Fine-particle pollution associated with haze threatens the health of more than 1 billion people in China. Extremely high PM2.5 concentrations are frequently observed especially during the winter haze event in northern China. Even after accounting for aerosol-radiation-meteorology feedback and improving the emission inventory, state-of-the-art models still fail to capture the observed high PM2.5 concentrations, suggesting the missing of key chemistry for the secondary aerosol formation. To improve the prediction and control strategy of PM2.5, we are in urgent need of a better understanding of the chemistry of secondary aerosol formation. Thus we propose the session "Multiphase chemistry of secondary aerosol formation under severe haze" to promote the research and discussion on this topic which is highly relevant for both atmospheric chemists and the public.

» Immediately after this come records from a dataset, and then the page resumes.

PR #1515, opened 2020-09-01
[PUB-2999] Delete references to feature flips 100% rolled out or not used

anafilipadealmeida:
## Description
Delete references to feature flips 100% rolled out or not used:
 - hasIGLocationTaggingFeature: 100% rolled out
- hasIGDirectVideoFlip: 100% rolled out
- has_simplified_free_plan_ux: nobody has it

## Context & Notes
https://buffer.atlassian.net/browse/PUB-2999

## Checklist

#### Staging Deployment


anafilipadealmeida:
This is a great comment @hamstu ! There are some things I found out with this PR:
1) I don't think any free users will get the share next button 😂 I've made some tests with my account after making the changes and the behavior was still the same, so I went to the code and realized that this is where the share next is being handled: https://github.com/bufferapp/buffer-publish/blob/master/packages/composer/interfaces/buffer-publish.jsx#L50-L51. With that in mind, I made the decision to not spend more time trying figure out why that code in the composer utils exists, as it's a different matter.
2) I'm not sure free users who are not team members have it. I've impersonated some and none has it. Last month I've changed `has_simplified_free_plan_ux: userData.features.includes('has_simplified_free_plan_ux' )` to `has_simplified_free_plan_ux: false` but if it existed it would still come in the features array. I've also ran the query https://app.redash.io/buffer/queries/431672/source for it and nothing showed. I do agree it would be less confusing to address it not as a feature flip, but it was supposed to be received in the features array and nobody seems to have it 🤷‍♀️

The session is open for all submissions which addresses, but is not limited to, the following questions concerning secondary aerosol formation: What are the key oxidation pathways leading to aerosol formation under clean and polluted conditions? What is the role of multiphase chemistry versus gas phase chemistry? Are laboratory determined kinetic data of multiphase chemistry directly applicable for ambient conditions and if not, how to derive and determine the reaction kinetics relevant for ambient conditions? What is the aerosol particles’ and droplets’ pH and how does it influence the multiphase chemistry? What is the role of the RH, temperature, mixing state and aerosol phase state in multiphase chemistry and how does aerosol mixing state play a role? What's the contribution of aqueous secondary organic aerosol (SOA) formation under highly polluted conditions?

A special issue of the same topic has already been approved and launched in the EGU journal "Atmospheric Chemistry and Physics".